Paul Atkins, président de la Securities and Exchange Commission (SEC) des États-Unis, a déclaré qu'il « reste à voir » quelles mesures le gouvernement américain pourrait prendre concernant les prétendues réserves de Bitcoin du Venezuela, soulignant que toute décision ne relève pas de sa compétence.
Dans une interview avec Stuart Varney sur Fox Business lundi, Atkins a répondu aux informations selon lesquelles le Venezuela détenait jusqu'à 60 milliards de dollars en Bitcoin (BTC), mais a noté que plusieurs analystes n'avaient pas réussi à vérifier ces affirmations. Le président de la SEC a réitéré qu'il « reste à voir » quelles mesures les États-Unis pourraient prendre, le cas échéant, s'ils ont la possibilité de saisir les prétendus 600 000 BTC.
« Je laisse les autres au sein de l'administration s'en occuper – je ne suis pas impliqué dans cela », Atkins a déclaré, répondant à une question de savoir si les États-Unis « prends ces Bitcoins ».
La nouvelle des réserves présumées de Bitcoin au Venezuela est apparue après que les forces américaines, sur ordre du président Donald Trump, ont capturé la semaine dernière le président de l'époque, Nicolás Maduro, et l'ont transféré aux États-Unis pour y faire face à des accusations criminelles à New York.
Au moment de la publication, les analystes de la blockchain et les plateformes de renseignement n’avaient pas confirmé les prétendus 60 milliards de dollars de crypto-monnaies, bien que le régime de Maduro ait déjà été impliqué dans des initiatives liées à la cryptographie. Par exemple, en 2018, le pays a lancé une monnaie numérique adossée au pétrole.

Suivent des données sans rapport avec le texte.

PR #1309, opened 2025-07-07
Bump `llama-cpp-python` version; use `llama_memory_seq_rm` in place of removed `llama_memory_seq_rm`

### LINKED ISSUE #1306: Fix llama-cpp-python v0.3.12 compatibility: update "llama_kv_cache_seq_rm" to "llama_memory_seq_rm"
**The bug**
Recent updates to `llama-cpp-python` (v0.3.12), reflecting changes in `llama.cpp`, have introduced compatibility issues with the current version of `guidance`. Specifically, `guidance` uses `llama_kv_cache_seq_rm` to clear obsolete cache, which was deprecated and has now been removed. It was initially replaced by `llama_kv_self_seq_rm`, a drop-in replacement requiring a one-line change. However, `llama_kv_self_seq_rm` is also deprecated in favor of `llama_memory_seq_rm`.

The `llama_memory_seq_rm` function has a slightly different signature, taking a `llama_memory_t` as its first parameter instead of a `llama_context`. To address this, we use `llama_get_memory` to obtain the required `llama_memory_t`, similar to how `llama_kv_self_seq_rm` handles it internally.

After testing, I confirmed that updating to `llama_memory_seq_rm` resolves the issue, allowing `guidance` to work seamlessly with `llama-cpp-python` v0.3.12. The proposed change is minimal, requiring only two lines:

```python
kv = llama_cpp.llama_get_memory(self.model_obj.ctx)
llama_cpp.llama_memory_seq_rm(kv, -1, num_cached, -1)
```

This ensures compatibility with the latest `llama-cpp-python` and future-proofs `guidance` by using the recommended method.

**To Reproduce**:  
1. Install `guidance` (latest) and `llama-cpp-python` v0.3.12.
2. Load a LlamaCpp model, e.g., `from guidance import models; llm = models.LlamaCpp("path/to/model.gguf")`.
3. Attempt to use the model, resulting in an error due to the removed `llama_kv_cache_seq_rm`.

**Environment**:  
- OS: macOS Sonoma 14.7.2
- Python: 3.10.12
- `guidance`: 0.2.3
- `llama-cpp-python`: 0.3.12  
- Model: llama3.2:3b-instruct-q5_K_M.gguf (from ollama registry)

**Proposed Fix**:  
Replace the deprecated `llama_kv_cache_seq_rm` with `llama_get_memory` and `llama_memory_seq_rm` as shown above. I’ve tested this fix and confirmed it works with `llama-cpp-python` v0.3.12.

**Next Steps**:  
I’m prepared to submit a pull request for this fix, but given it’s a theoretically simple change, I’m unsure if a PR is needed or if you can address it directly.

hudson-ai:
Thank you @jovemexausto for the fix!

Closes #1306

@paulbkoch @riedgar-ms we could reasonably use `llama_kv_self_seq_rm` instead as suggested in the linked issue if we want to preserve support for `llama-cpp-python` v0.3.9, however note that is has been deprecated (but is still present in v0.3.12).

### DIFF
--- a/guidance/models/_llama_cpp.py
+++ b/guidance/models/_llama_cpp.py
@@ -174,7 +174,8 @@ class LlamaCppEngine(Engine):
             num_cached = num_cached - 1
 
         # clear obsolete parts of kv cache
-        llama_cpp.llama_kv_cache_seq_rm(self.model_obj.ctx, -1, num_cached, -1)
+        kv = llama_cpp.llama_get_memory(self.model_obj.ctx)
+        llama_cpp.llama_memory_seq_rm(kv, -1, num_cached, -1)
 
         # eval the model
         logits_for_each_batch: list[np.ndarray] = []
--- a/setup.py
+++ b/setup.py
@@ -20,7 +20,7 @@ from setuptools import find_packages, setup
 
 here = os.path.abspath(os.path.dirname(__file__))
 
-llamacpp_requires = ["llama-cpp-python==0.3.9"]
+llamacpp_requires = ["llama-cpp-python==0.3.12"]
 transformers_requires = ["transformers==4.51.3"]
 
 install_requires = [


hudson-ai:
Running CI workflow: https://github.com/guidance-ai/guidance/actions/runs/16127289885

Le Sénat tiendra jeudi une réunion sur la structure du marché
Les déclarations d'Atkins sont intervenues quelques jours seulement avant que le comité bancaire du Sénat américain ne se prononce sur la loi sur la clarté du marché des actifs numériques, connue sous le nom de CLARITY.
Le projet de loi a été approuvé par la Chambre des représentants en juillet et est examiné au Sénat depuis plusieurs mois, un processus probablement ralenti par la fermeture du gouvernement qui a duré 43 jours entre octobre et novembre.
Les banques et certaines sociétés de cryptographie ont également exprimé leurs inquiétudes quant aux dispositions relatives aux retours de stablecoins contenues dans le projet de mesure, tandis que de nombreux représentants démocrates réclament des normes éthiques plus strictes et de plus grandes clarifications sur la finance décentralisée (DeFi).
Le projet de loi pourrait subir de nouveaux retards en raison de la campagne pour les élections de mi-mandat de 2026 et d’une nouvelle fermeture potentielle du gouvernement fin janvier. Cependant, les premières versions de la législation indiquent que les législateurs cherchent à donner à la Commodity Futures Trading Commission davantage de pouvoirs réglementaires sur les actifs numériques.